Higher speed limit not causing issues

Almost a month into Ohio bumping up the speed limit to 70 mph in non-urban areas, officials with the Ohio State Highway Patrol said the change has not caused problems.

The change took effect July 1 on mainline interstate roads such as Interstate 70 and Interstate 75. That includes the stretch of I-70 that cuts through Clark County from Enon Road to Ohio 72.

The area sees an average of 55,400 vehicles daily, according to the Clark County-Springfield Transportation Coordinating Committee. The Ohio State Highway Patrol’s Springfield post reports they aren’t seeing a lot of speeders with the new limit.
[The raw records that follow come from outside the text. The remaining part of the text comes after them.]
PR #7100, opened 2016-08-24
Add support for jinja templates

vkuznet:


ericvaandering:
test this please

ericvaandering:
Jenkins could not reach GitHub

src/python/WMCore/ReqMgr/Web/tools.py
```diff
@@ -24,9 +24,18 @@
...
+    from Cheetah.Template import Template
+    CHEETAH=True
+except:
+    pass
+try:
+    import jinja2
+    JINJA = True
+    CHEETAH=False
+except:
+    JINJA = False
```
amaltaro: Two comments here:
1. the code will try to import both modules. I think it should try import jinja2 first and in case it fails, then import Cheetah (no need for import in the latter)
2. these globals don't look good. How about we check whether jinja was imported in the __init__ method and save it in an instance attribute, e.g.
```
self.jinja = True if 'jinja2' in sys.modules.keys() else False
```
and then properly use it in the other places.

vkuznet: > Two comments here:
> 1. the code will try to import both modules. I think it should try import jinja2 first and in case it fails, then import Cheetah (no need for import in the latter)

Alan, first we need to visually inspect all aspects of web pages generated by
templates. That's why I prefer that code should be able to work with both
templates engines. This will allow to perform comparison.

> 2. these globals don't look good. How about we check whether jinja was imported in the __init__ method and save it in an instance attribute, e.g.
> ```
> self.jinja = True if 'jinja2' in sys.modules.keys() else False
> ```
> and then properly use it in the other places.

this is a good solution indeed and I'll adjust the code.

ticoann:
To remind me, flip the flag and change spec to have a jinja dependency

PR #7116, opened 2016-08-26
Raise error if we try to access DBS directly in tests

ericvaandering:


ericvaandering:
New version of #6556

ericvaandering:
Need to figure out why LocalWorkQueueProfileTest seems not to be using mock.

ericvaandering:
Irrelevant now. May need to find a different way to do this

Almost daily, motorists will see a trooper along the interstate with a radar gun, but that has more to do with routine traffic enforcement than higher speed limits. Lt. Matt Cleaveland said so far violations and traffic crashes are holding steady. However, he said that could change as more people become accustomed to the higher speed limits.

In Montgomery County, the majority of I-70 and I-75 were not impacted by the speed limit boost due to their proximity to urban areas. Near the Preble County border, the speed limit is 70 mph, but Lt. Mark Nichols said troopers aren’t seeing many violators.

“I think right now because the average driver is not used to being able to drive 70 mph, they’re hovering right around that 70 mph mark,” Nichols said.

However, overall vehicle fatalities are up in Montgomery County, at 31 deaths year to date compared to 23 during the same period last year. It’s unknown how many of those accidents involved speed, Nichols said, but he said there is a strong correlation between higher speeds and serious crashes. The National Highway Traffic Safety Administration reported speed is a contributing factor in 30 percent of fatal traffic crashes.

“Anytime you increase speed, whether that’s a posted speed limit or people just driving (faster), when a crash occurs the possibility of injury or damage obviously goes up as the speed goes up,” he said.

The highway patrol’s district headquarters in Columbus is expected to compile data on the impact of increased speed limits within the next few months.